Internal Security Department

Agency overview
- Formed: 1 August 1993; 33 years ago
- Preceding agency: Royal Brunei Police Force Special Branch;
- Jurisdiction: Government of Brunei
- Headquarters: Jalan Utama Mentiri, Kampong Sungai Tilong, Mukim Berakas 'B', Brunei BC3315;
- Parent agency: Prime Minister's Office
- Website: Official website

= Internal Security Department (Brunei) =

Domestic intelligence agency of Brunei

The Internal Security Department (Jabatan Keselamatan Dalam Negeri, or JKDN or KDN) is Brunei's domestic intelligence and secret police agency under the Sultan of Brunei at Prime Minister's Office. They are known to detain anyone suspected of being a threat to Brunei's national security for as long as needed.
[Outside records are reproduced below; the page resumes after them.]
PR #489, opened 2016-01-18
Opennet RequestSender cleanup

toad:
This makes RequestSender responsible for actually sending node references (and acknowledgements) to the data source. It should make opennet behave more consistently. It needs careful testing.


src/freenet/node/RequestHandler.java
```diff
@@ -777,7 +777,7 @@ private void finishOpennetInner(OpennetManager om) {
 			noderef = rs.waitForOpennetNoderef();
 		} catch (WaitedTooLongForOpennetNoderefException e) {
 			sendTerminal(DMT.createFNPOpennetCompletedTimeout(uid));
-			rs.ackOpennet(rs.successFrom());
+			// RequestSender will have already acknowledged.
```
bertm: This would be a good place to add an assertion on a package-private getter for `RequestSender.opennetFinishedRelaying`.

They are involved in both criminal and intelligence matters.

==History==
The ISD was created to replace the Royal Brunei Police's Special Branch division, which was disbanded on 1 August 1993.

In 2011, Tobishima Corporation was the contractor responsible for completing the Latifudin Complex Tungku Link in Rimba.

==Roles==
The ISD is in charge of cases that involve subversion, espionage, sabotage, terrorism and promotion of racial/religious violence. However, the ISD collaborates with the Royal Brunei Police Force to maintain internal security.

==Organization==
The ISD has its headquarters at Jalan Utama Mentiri with branch offices in Tutong, Belait and Temburong.